My class is starting to work with generating functions, and I've been working on a problem related to the counting of polar bears. Suppose that there is this bar that polar bears really like to get drinks at, and the bartender has been noticing a trend in the polar bears coming into his bar. Say at time 0, there are no bears at the bar, at time 1, there are 3 bears at the bar, and for every time $t \geq 2,$ The number of bears in the bar is equal to 5 times the number of bears in the bar at time $t-1$ plus the numbers of bears in the bar at time $t-2$ I want to find a close form expression for $P_n$, which is the number of bears in the bar at time $n.$ I get that I need to start this problem with considering the generation function $P(x)$ and that formally $P_0 = 0,P_1 = 3$, and $P_n = 5P_{n-1} + P_{n-2}$ for $n \geq 2.$ I'm wondering if it might be good to make $P_{n-1}$ and $P_{n-2}$ functions of the main generating function $P(x).$

Answer 1

You could just solve the recurrence directly.
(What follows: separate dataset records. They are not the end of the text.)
PR #339, opened 2015-08-24
Update Vantage.js description due to role change.

dthree:
[Vantage](https://github.com/dthree/vantage) had all of its CLI functionality extracted into [Vorpal](https://github.com/dthree/vorpal), a framework for building immersive CLI apps.

Vantage now *extends* Vorpal and adds client / server functionality. So Vantage's tagline is now `CLI` + `SSH` + `REPL` for your live app and it fits under the heading of a realtime application.

Vorpal will fit into "Command Line Apps" later on when It's more publicized.

### DIFF
--- a/readme.md
+++ b/readme.md
@@ -87,7 +87,6 @@ Inspired by the [awesome](https://github.com/sindresorhus/awesome) list thing.
 - [Standard](https://github.com/feross/standard) - JavaScript Standard Style — One style to rule them all.
 - [cpy](https://github.com/sindresorhus/cpy) - Copy files.
 - [fkill](https://github.com/sindresorhus/fkill-cli) - Fabulously kill processes. Cross-platform.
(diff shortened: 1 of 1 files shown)


sindresorhus:
I don't think that's very descriptive. Not everyone knows what SSH and REPL stands for. The previous description was IMHO better.

dthree:
Okay I see where you're coming from on that one and I agree. My main worry is that I want people to get the difference between the two libraries. Maybe I should just move it to the Realtime section and leave the title alone?

sindresorhus:
Sidenote: Both of these should probably be in the `CLI utils` section.

> My main worry is that I want people to get the difference between the two libraries.

Then come up with better descriptions. Keep in mind that the module description is the most important piece of text your write for a project. Take care to make it good.

dthree:
Haha k and got it. Closing this for now. If Vorpal gets broader adoption I'll nail down the difference later on.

You have $P_{n+2} -5P_{n+1} -P_n = 0$, the eigenvalues are the roots of $x^2-5x-1 = 0$ which we can compute as ${1 \over 2} (5 \pm \sqrt{29})$. Hence the general solution is $P_n = \left({5 + \sqrt{29} \over 2}\right)^n c_0 + \left({5 - \sqrt{29} \over 2}\right)^n c_1$ for some constants $c_0,c_1$. Since $P_0 = 0$ we have $c_1 = -c_0$ and from $P_1 = 3$ we get $c_0 = {3 \over \sqrt{29}}$.
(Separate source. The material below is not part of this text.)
PR #340, opened 2015-08-25
Add a new ORM called Toshihiko

XadillaX:


sindresorhus:
Thanks for the suggestion, but going to pass on this. There's already way too many ORMs in the list.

Hence $P_n = {3 \over \sqrt{29}} \left(\left({5 + \sqrt{29} \over 2}\right)^n - \left({5 - \sqrt{29} \over 2}\right)^n\right)$.

Answer 2

As usual, define $$ P(x) = \sum_{k=0}^\infty P_n x^n $$ and apply your identity: $$ P(x) = \sum_{k=0}^\infty P_n x^n = 3x + 5 \sum_{k=2}^\infty P_{n-1} x^n + \sum_{k=2}^\infty P_{n-2} x^n $$ Notice that the last sum is $$ \sum_{k=2}^\infty P_{n-2} x^n = x^2 \sum_{k=2}^\infty P_{n-2} x^{n-2} = x^2 \sum_{k=0}^\infty P_n x^n = x^2 P(x) $$

Can you transform the other sum and solve for $P(x)$?